PR #959, opened 2024-01-21
Fix and amend statistics

realmayus:
- count registrations of helpers/pupils (instead of just tutors/tutees)
- consider both screenings and instructor_screenings in `helperScreenings` endpoint
- `nowFirstMatchesStudent` now considers all students that had their first match in a certain month; not just students that only had a single match which happens to be in that month
- `nowDissolvedMatchesAfter/BeforeThreeMonths` now considers `dissolvedAt` instead of `updatedAt`
- add category controls to `offeredLectures` and `numSubcourses`
- consider start date of first lecture for `numSubcourses`, only consider courses that are allowed
- consider start date of lectures instead of creation date in `offeredLectures`, only consider group type appointments
- split `rateSuccessfulCoCs` into tutor and instructor endpoints
- rate of successful CoCs is now calculated differently: _out of all tutors that must have turned in their CoC (max 8 weeks after screening) within the selected timeframe, how many actually did it?_
- compute trends for dissolved matches (cannot do that in retool as selected timeframe may not align with a specific month)
- `matchesByDuration` now counts the matches that were _created after_ `statistics.from` and _dissolved before_ `statistics.to`
- add `helpersWithoutScreening` metric for determining number of helpers that were invited for a screening
- add `medianTimeToMatch` to provide a better estimate; do this for both students and pupils (used in retool and perhaps in match request form in user app later down the road)

### DIFF
--- a/graphql/statistics/fields.ts
+++ b/graphql/statistics/fields.ts
@@ -48,6 +48,15 @@ class Statistics {
     to: string; // ISO Date String
 }
 
+@ObjectType()
+class MedianTimeToMatch {
+    @Field((type) => Float)
+    median_days_pupil: number;
+
+    @Field((type) => Float)
+    median_days_student: number;
+}
+
 @Resolver((of) => Statistics)
 export class StatisticsResolver {
     @Query((returns) => Statistics)
@@ -282,7 +291,7 @@ export class StatisticsResolver {
                                       WHERE "start" > ${statistics.from}::timestamp
                                         AND "start" < ${statistics.to}::timestamp
                                         AND "appointmentType" = 'group'
-                                        AND course.category = ${category}
+                                        AND course.category = ${category}::course_category_enum
                                       GROUP BY "year", "month"
                                       ORDER BY "year" ASC, "month" ASC;`;
     }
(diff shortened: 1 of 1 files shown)


graphql/statistics/fields.ts
```diff
@@ -721,4 +817,40 @@ export class StatisticsResolver {
...
     }
+
+    @FieldResolver(() => Int)
+    @Authorized(Role.ADMIN)
+    async helpersWithoutScreening(@Root() statistics: Statistics) {
+        return (
+            await prisma.$queryRaw`
+            SELECT COUNT(*)::int AS value
+            FROM student
+            LEFT JOIN instructor_screening ON student.id = instructor_screening."studentId"
```
Jonasdoubleyou, line 828: this also needs to take screenings into account, not just instructor_screenings?

realmayus: Oh this endpoint should actually be called tutorsWithoutMatch, as it's for the tutoring statistics page. Good catch!

Jonasdoubleyou: Before someone was screened, we do not know whether they will be tutors or instructors?

realmayus: The query should query for screenings, not instructor_screenings.

Hmm, is there no way to know how many wannabe-tutors have been invited for screening? 
What about `isStudent=true and (not exists screening where screening.studentId = student.id)`?

Jonasdoubleyou: that will be 0 for now

realmayus: Oh I see. I thought a student called the `meBecomeTutor` endpoint by themselves, but that seem to not be the case in the user app.

Jonasdoubleyou (approved):

PR #960, opened 2024-01-22
fix: update texts and images

LucasFalkowsky:
NOT FINISHED!

closes https://github.com/corona-school/project-user/issues/1082


seed-db.ts
```diff
@@ -1246,13 +1255,14 @@ void (async function setupDevDB() {
             stepName: '',
             type: achievement_type_enum.STREAK,
             subtitle: 'Nachhilfe mit {{matchpartner}}',
-            description: 'Dieser Text muss noch geliefert werden.',
-            image: 'gamification/achievements/tmp/finished_course_sucessfully/finished_course_sucessfully.jpg',
-            achievedImage: 'Hat_gold',
-            actionName: null,
+            description:
+                'Du hast {{num}} Woche(n) in Folge mit {{name}} gelernt! Um diese Serie aufrechtzuerhalten, setze deine gemeinsamen Lernsessions mit {{name}} weiter fort. Regelmäßiges Lernen bringt eine Fülle an Vorteilen mit sich, von verbessertem Wissen und Verständnis bis hin zu gesteigerter Effizienz und Selbstvertrauen. Ihr seid definitiv auf dem richtigen Weg, um eure Ziele zu erreichen!',
```
LomyW, line 1259: `{{ num }}` doesnt exist as variable, right?

seed-db.ts
```diff
@@ -1246,13 +1255,14 @@ void (async function setupDevDB() {
...
+            image: 'gamification/achievements/tmp/streaks/regular_learning_set.png',
+            achievedImage: 'gamification/achievements/tmp/streaks/regular_learning_achieved.png',
+            actionName: 'Noch {{num}} Woche(n) bis zum neuen Rekord!',
```
LomyW, line 1262: also here `{{ num }}` has to be the value, how many weeks are missing to achieve a new record.

LomyW (commented):
Nice! ✨

seed-db.ts
```diff
@@ -757,8 +757,9 @@ void (async function setupDevDB() {
             stepName: 'Verifizieren',
             type: achievement_type_enum.SEQUENTIAL,
             subtitle: 'Jetzt durchstarten',
-            description: 'Dieser Text muss noch geliefert werden.',
-            image: 'gamification/achievements/tmp/finish_onboarding/four_pieces/empty_state.png',
+            description:
+                'Hurra! Am {{date}} haben wir eine E-Mail an deine Adresse {{email}} gesendet. Um deine E-Mail zu bestätigen, klicke einfach auf den Button in der Nachricht. Solltest du unsere E-Mail nicht finden, kannst du hier eine erneute Zustellung anfordern und voller Vorfreude auf unser Weiterkommen warten.',
```
LomyW, line 761: We should also add the date on which the verification message was sent - and the email - to the context. We get this information from `concreteNotification.createdAt`

seed-db.ts
```diff
@@ -865,8 +870,9 @@ void (async function setupDevDB() {
...
```
LomyW, line 874: also here we should the date and the email to the action context.

LomyW (changes requested):
overall looks good to me! 👍🏼

seed-db.ts
LucasFalkowsky: changed it to progress

seed-db.ts
LucasFalkowsky: same as above was done

seed-db.ts
LucasFalkowsky: I used the varifiedAt value inside the function, called by the mutation.

common/certificate-of-conduct/certificateOfConduct.ts
```diff
@@ -18,7 +18,9 @@ export async function create(dateOfInspection: Date, dateOfIssue: Date, criminal
         },
     });
     logger.info(`Certificate of Conduct (${result.id}) created\n`);
-    await Notification.actionTaken(userForStudent(student), 'student_coc_updated', {});
+    await Notification.actionTaken(userForStudent(student), 'student_coc_updated', {
+        date: dateOfIssue.toString(),
```
dhenkel92, line 22:
```suggestion
        dateOfIssue: dateOfIssue.toString(),
```

common/secret/token.ts
```diff
@@ -158,6 +158,13 @@ export async function loginToken(token: string): Promise<User | never> {
 }
 
 export async function verifyEmail(user: User) {
+    const { id: notificationID } = await prisma.notification.findFirst({
+        where: { onActions: { has: 'user-verify-email' } },
```
dhenkel92, line 162: Could use move the string to an constant of type ActionID? It will ensure that there will never be a typo in the string or that we have to update this part when `user-verify-email` is removed.

common/secret/token.ts
```diff
@@ -158,6 +158,13 @@ export async function loginToken(token: string): Promise<User | never> {
...
+        select: { id: true },
+    });
+    const concreteNotification = await prisma.concrete_notification.findFirst({
```
dhenkel92, line 165: What if this is null?

common/secret/token.ts
```diff
@@ -168,7 +175,18 @@ export async function verifyEmail(user: User) {
...
-            await Notification.actionTaken(user, 'student_registration_verified_email', {});
+            if (concreteNotification.sentAt) {
+                await Notification.actionTaken(user, 'student_registration_verified_email', {
+                    date: concreteNotification.sentAt
+                        .toLocaleDateString('de-DE', {
+                            day: 'numeric',
+                            month: 'long',
+                            year: 'numeric',
+                        })
+                        .replace('.', ''),
```
dhenkel92, line 186: Maybe it's better to use moment here? It should be configured properly already, and you have more control over the format.

common/secret/token.ts
LomyW: @dhenkel92 Does it even make sense to look for the concrete notification here? `verifyEmail` creates the concrete notification for `user-verify-email` for the first time.

dhenkel92 (approved):

PR #961, opened 2024-01-22
feat: Exclude existing pupils from requiring a screening

Jonasdoubleyou:
We use matches / course participation to exlude existing active pupils from needing a screening


realmayus (approved):
Out of interest: Why don't we just create successful screenings for these pupils?

Jonasdoubleyou:
@realmayus that was my initial plan, but it also comes with the downside that then we have thousands of "fake screenings", i.e. it would mess up our screening statistics for example, and screeners would be confused by "previous successful screenings". Additionally there might be edge cases where this might actually be desired, i.e. Plus Pupils that are manually matched are then also allowed to access the user app without having been screened

PR #148, opened 2021-06-05
Make isInfixOf tail-call optimized

jfmengels:
- Added test to check that isInfixOf is not stack-safe. Without the change, the tests fails because of a stack overflow.
- Made isInfixOf tail-call optimized in all branches

Becnhmark: https://ellie-app.com/dnQMpprLrDPa1

Screenshot from 2021-06-05 23-32-04

Note: There are still quite a few functions that can be optimized in this package, but I likely won't propose PRs for these, as they become a bit more complex.

You can run the following to find them:
```bash
npx elm-review --template jfmengels/elm-review-performance/example --rules NoUnoptimizedRecursion
```

### DIFF
--- a/src/List/Extra.elm
+++ b/src/List/Extra.elm
@@ -1742,7 +1742,11 @@ isInfixOfHelp infixHead infixTail list =
 
         x :: xs ->
             if x == infixHead then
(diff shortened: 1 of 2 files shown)


Chadtech:
Awesome! Thanks again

··········

## Assigned task:
Each line above that contains the word "invited" should be returned.

## Response to the exercise:
- add `helpersWithoutScreening` metric for determining number of helpers that were invited for a screening
Hmm, is there no way to know how many wannabe-tutors have been invited for screening? 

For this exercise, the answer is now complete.